Submitted: May 03, 2015

A A A | A A A

Submitted: May 03, 2015

A A A

A A A


One of my old club mates was the poster child of type A people. He was constantly thinking, this was evident in the way he walked, talked and fenced on strip. When he lost or even took a touch, it looked as if he grew a year older, our entire club could feel it. 

One particular day, he was fencing rather poorly at a local tournament. I had finished my pools and he was just starting his second bout, the result of multiple delays from failed equipment to missing fencers and 2 medical timeouts.  As mentioned before, he was a type A person, he doesn’t like to wait and wants to get things done as quickly and efficiently as possible, needless to say, these delays already upset and threw him off a little bit mentally.

So in the beginning of the second bout, my old club mate attempts a beautiful marching attack followed by a feint deceive around the 6 and then around the 4 (this is foil). His opponent, upon seeing my club mate’s foot lift on the second advance, counters, spins and hops off the strip, scoring a one light touch for himself. My club mate, visibly frustrated and tense, walks back to his end of the strip and begins thinking of a solution.

On the next touch, my club mate attempts a fake counter attack parry riposte; it fails as he was too close to his opponent and gets hits on a direct lunge. This goes on for 3 more touches and the final score is 0-5, my club mate’s opponent wins. Obviously, my club mate was not thrilled, he scans the room looking for a face to give advice, and his eyes fall on me.  I look at him, my mind is completely blank, and we stare for maybe 30 seconds. He speaks and asks me what he should have done, a circular parry on the third touch or a slower attack followed by  a remise on the last touch, I look at him and say quite possibly the most useless thing possible- “just fence.” and for some reason I’m smiling. There is no reason at all why I should be smiling.

But his face relaxes and he smiles crazily, like he just found out the secret to eternal life.

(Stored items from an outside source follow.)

Issue #893, opened 2019-08-01
DOM driver nonBubbling events bug 


ntilwalli:
**Code to reproduce the issue:**
```typescript
import {run} from '@cycle/rxjs-run'
import {combineLatest, of, merge} from 'rxjs'
import {map} from 'rxjs/operators'

import {makeDOMDriver} from 'stump-cycle-dom/lib/cjs/rxjs'
import {withState as onionify} from '@cycle/state'
import {div, ul, li, br} from '@cycle/dom'

function view(state) {
  const arr = ['one', 'two', 'three']
  return div([
    div([
      'item: ',
      state.item || 'none'
    ]),
    br([]),
    ul(arr.map(x => li('.appResult', {props: {element_name: x}}, [x])))
  ])
}

function Items(sources) {
  const state$ = sources.Onion.stream
  return {
    DOM: state$.pipe(
      map(view)
    ),
    Onion: merge(
      sources.DOM.select('.appResult').events('mouseenter').pipe(
        map((ev: any) => state => {
          return {
            ...state,
            item: ev.target.element_name
          }
        })
      ), 
      of(state => {
        return {
          ...state
        }
      })
    )
  }
}

function ChalcalMain(sources) {
  const state$ = sources.Onion.stream
  const items: any = Items(sources)
  return {
    DOM: combineLatest(state$, items.DOM).pipe(
      map(([state, items]) => {
        return div([
          items
        ])
      })
    ),
    Onion: merge(
      of((state: any) => {
        const x = 1
        return {
          ...state
        }
      }),
      items.Onion
    )
  }
}

const wrappedMain = onionify(<any>ChalcalMain, 'Onion')


run(wrappedMain, {
  DOM: makeDOMDriver(`#app-main`)
})
```

**Expected behavior:**
Mouseover should be triggered for all `li` 

**Actual behavior:**
Mouseover only emits for first `li` element

**Versions of packages used:**
@cycle/dom v22.4

PR #894, opened 2019-08-01
fix(dom): place eventHandler on all elements for nonBubbling events

ntilwalli:
Original code only selected first element for place nonBubbling event handlers, this update applies event handlers for all elements associated with selector.  I also consolidated around fixed some inconsistencies like including 'assert' dep and using typescript v3.2.4 which allows all tests to pass.

ISSUES CLOSED: #893

### DIFF
--- a/dom/package.json
+++ b/dom/package.json
@@ -50,7 +50,7 @@
   },
   "dependencies": {
     "@cycle/run": "^5.2.0",
-    "snabbdom": "^0.7.2",
+    "snabbdom": "^0.7.3",
     "snabbdom-selector": "^4.1.0",
     "xstream": "*"
   },
@@ -60,6 +60,7 @@
     "@types/mocha": "^5.2.5",
     "@types/node": "^10.12.11",
     "@types/sinon": "^5.0.7",
+    "typescript": "=3.2.4",
     "deepmerge": "^2.2.1",
     "es6-map": "^0.1.5",
     "es6-set": "^0.1.5",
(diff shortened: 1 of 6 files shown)


ntilwalli:
Dunno why it failed... passed for me locally

ntilwalli:
Mistakenly closed

staltz:
@ntilwalli Thanks for finding this and fixing it! My only concerns are meta-issues, otherwise I'm glad to merge this fix. First we got to get the CI green on master branch (it fails not just for your PR), and then we need some changes to this PR:

- There should be a `chore` commit that only updates TypeScript for all packages
- There should be a `fix(dom)` commit dedicated to updating snabbdom
- There should be a `fix(dom)` commit dedicated to fixing #894 and nothing else
- Tests for #894 would be good to have
  - It's not absolutely necessary though. Writing a test for this seems rather easy, the only difficult part is figuring out how to simulate `mouseover`. Maybe there is another non-bubbling event that we can trigger

ntilwalli:
@staltz I can split up the commits, but a few questions...

* Will you look into the CI issues after I split the commits?
* I actually downgraded Typescript from 3.5 to 3.2 on `master` and `master/dom` to get the `dom` tests to pass.  Should I apply that change for all packages?  Upgrading and the requisite typing fixes seems like a lot of work.  I'm not conversant with Typescript typings, I'm an `any`-addict
* I also added an assert-package `devDependency`, should that be it's own commit or can that be rolled in with the snabbdom fix?

ntilwalli:
Commit broken into three different PRs, `typescript`, `deps` and `nonBubblingFix`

He fences the next bout and wins, and wins the next and the next and the next, I recall the score to be 15-6 in the finals, where my old club mate wins.

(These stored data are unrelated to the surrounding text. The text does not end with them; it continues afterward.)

PR #899, opened 2019-08-04
fix(dom): apply non-bubbling event handlers to all related elements

ntilwalli:
ISSUES CLOSED: 893


ntilwalli:
I've found an issue, this should not be merged.  Will create different PR after it's fixed...

PR #901, opened 2019-08-05
Remove duplicated lock files

jvanbruegge:
Due to the recent pnpm upgrade and the PR for the typescript upgrade we got three different lockfiles in the repo. I removed the two that are wrong


jvanbruegge:
The error in CI will be fixed by this: https://github.com/TylorS/snabbdom-selector/pull/34

jvanbruegge:
@staltz CI works again, but we have a regression in an old Chrome version

staltz:
Great! I'm inclined to merge this (after we fix the commit message to fit convention) even if CI is failing on specific tests, we can then proceed to fix the DOM driver issues.

But: how is Travis CI detecting the ENV vars now that they are removed from the travis config file?

jvanbruegge:
The env vars were twice in the travis settings and once in the config file. I just removed the redundancies. I can change the commit messages later when I get home, or you can do it, I don't really care.

PR #904, opened 2019-08-06
unsubscript before resubscribe to the same non boubling event on the …

### LINKED ISSUE #903: duplication of non boubling events
I have a DOM element emitting a CustomEvent.

On cycle component I do

```
state$.map(
   state => DOM.select('[name=' + state.name + ']').events('myNonBEvent', {}, false)
).flatten().addListener(...)

```
Every time the state change DOM.select.events add a new listener without removing the old one.

If I use boubling events all works good

```
// Change DOM components to emit boub events and...
state$.map(
   state => DOM.select('[name=' + state.name + ']').events('myBEvent')
).flatten().addListener(...)
```

ftaiolivista:
Closes #903

### DIFF
--- a/dom/src/EventDelegator.ts
+++ b/dom/src/EventDelegator.ts
@@ -271,6 +271,22 @@ export class EventDelegator {
     if (element) {
       this.nonBubblingListenersToAdd.delete(input);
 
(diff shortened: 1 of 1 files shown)


jvanbruegge:
Superseded by #906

After the tournament, on the way home I realize something, what I said was so generic, and probably more impactful, so unexpected, that it shocked my club mate out of this ultra-tense mindset that he stuck in.

My club mate wasn’t fencing in the medieval times where a slip up would cost him his life, he wasn’t fencing to cure cancer or to solve hunger. He was just a guy, at a local tournament fencing for the sole reason of fencing. He was fencing to fence. And I guess what I said knocked him out of his mini slump.